Thanks for sharing, it's always interesting to me to see how people handle similar situations. What I'm taking away from this thread is that people have different ways of dealing with it and you just have to find the outlet and the answer that works for the relationship dynamic you're in.

Oh yeah, before I forget. 7


----------



## Surlysomething

Hole said:


> I've a pretty healthy sex drive but I don't feel the need to masturbate everyday. There was a phase that I went through where it was all the time but I was still exploring. Now it's a bit boring and almost makes me feel lonely if I masturbate alone. I'm usually tired after work and I don't find myself that appetizing.
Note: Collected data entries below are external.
PR #800, opened 2018-08-28
showExplorer on cmd palette: Resolve collectionTreeItem to GraphTreeItem

### LINKED ISSUE #799: Error when trying to open GraphExplorer
Repro steps:
<Enter steps to reproduce issue>
I connected to my subscription and then went through selection boxes to select the graph database and the collection. In the end, I got below error. The query interface didn't open.

Action: cosmosDB.openGraphExplorer
Error type: TypeError
Error Message: node.treeItem.showExplorer is not a function

Version: 0.8.0
OS: win32

PrashanthCorp:
Fixes #799

### DIFF
--- a/src/graph/registerGraphCommands.ts
+++ b/src/graph/registerGraphCommands.ts
@@ -39,9 +39,15 @@ export function registerGraphCommands(context: vscode.ExtensionContext, tree: Az
         await node.deleteNode();
     });
     registerCommand('cosmosDB.openGraphExplorer', async (node: IAzureNode<GraphTreeItem>) => {
-        if (!node) {
-            node = <IAzureNode<GraphTreeItem>>await tree.showNodePicker(GraphCollectionTreeItem.contextValue);
+        let treeItem: GraphTreeItem;
+        if (node) {
+            treeItem = node.treeItem;
         }
-        await node.treeItem.showExplorer(graphViewsManager);
+        if (!node) {
+            let collectionNode = <IAzureNode<GraphCollectionTreeItem>>await tree.showNodePicker(GraphCollectionTreeItem.contextValue);
+            let children = await collectionNode.treeItem.loadMoreChildren(collectionNode, false);
+            treeItem = <GraphTreeItem>(children[0]);
+        }
+        await treeItem.showExplorer(graphViewsManager);
     });
 }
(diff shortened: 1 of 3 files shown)


src/graph/registerGraphCommands.ts
```diff
@@ -39,9 +39,15 @@ export function registerGraphCommands(context: vscode.ExtensionContext, tree: Az
         await node.deleteNode();
     });
     registerCommand('cosmosDB.openGraphExplorer', async (node: IAzureNode<GraphTreeItem>) => {
+        let treeItem: GraphTreeItem;
+        if (node) {
+            treeItem = node.treeItem;
+        }
         if (!node) {
```
StephenWeatherford: else if

src/graph/registerGraphCommands.ts
```diff
@@ -39,9 +39,15 @@ export function registerGraphCommands(context: vscode.ExtensionContext, tree: Az
...
-            node = <IAzureNode<GraphTreeItem>>await tree.showNodePicker(GraphCollectionTreeItem.contextValue);
+            let collectionNode = <IAzureNode<GraphCollectionTreeItem>>await tree.showNodePicker(GraphCollectionTreeItem.contextValue);
+            let children = await collectionNode.treeItem.loadMoreChildren(collectionNode, false);
+            treeItem = <GraphTreeItem>(children[0]);
```
StephenWeatherford: I believe the right way to do this is:

1) pass in GraphTreeItem to showNodePicker
2) Add it to GraphAccountTreeItem.isAncestorOf
3) Implement GraphCollectionTreeItem.pickTreeItem\

It's possible this might not work because of the fact that we don't want to show the final leaf node, but I think it will work.

src/graph/tree/GraphCollectionTreeItem.ts
```diff
@@ -75,4 +78,21 @@ export class GraphCollectionTreeItem implements IAzureTreeItem {
             throw new UserCancelledError();
         }
     }
+
+    public pickTreeItem?(expectedContextValue: string): IAzureTreeItem | undefined {
+        switch (expectedContextValue) {
+            case DocDBDocumentsTreeItem.contextValue:
```
StephenWeatherford: Why are DocDBDocument{,s}TreeItem here?

PR #828, opened 2018-09-17
fix #813

### LINKED ISSUE #813: [Suggestion]Keep consistent when adding a collection between VS Code and portal
Repro steps:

I'd rather go wild on someone else. Usually, I've wanted sex more than the other party in my recent relationship.



This is exactly me.


----------



## Hole

Surlysomething said:


> This is exactly me.



Haha we share the same meter. So now you can't totally hate me.


----------



## Surlysomething

Hole said:


> Haha we share the same meter. So now you can't totally hate me.




I don't hate you. Haha.

It can be arranged though.


----------



## KittyKitten

I'm always at least a 9.


----------



## Markt

happyface83 said:


> I'm always at least a 9.


where do you live? i'm not just asking in relation to your self-rating...


----------



## SitiTomato

happyface83 said:


> I'm always at least a 9.



That...sounds like a rather torturous existence.


----------



## Mordecai

Dear Internet,

I have yet to develop horns. I am flummoxed by this inadequacy.


----------



## lovelocs

.......... 

View attachment eleven.jpg


----------



## Rathkhan

I... no longer really give a shit.  I'm at a 0.


----------



## FishCharming

11. an uncomfortably distracting 11...


----------



## Melian

My mouth says "yes," but my vagina says, "fuck no, I'm full of blood."

(sorry for that)


----------



## BigChaz

Melian said:


> My mouth says "yes," but my vagina says, "fuck no, I'm full of blood."
> 
> (sorry for that)



Let me go read Twilight and then let's do this

Edit: oh yeah, also this:


----------



## Melian

BigChaz said:


> Let me go read Twilight and then let's do this



Only if your junk sparkles.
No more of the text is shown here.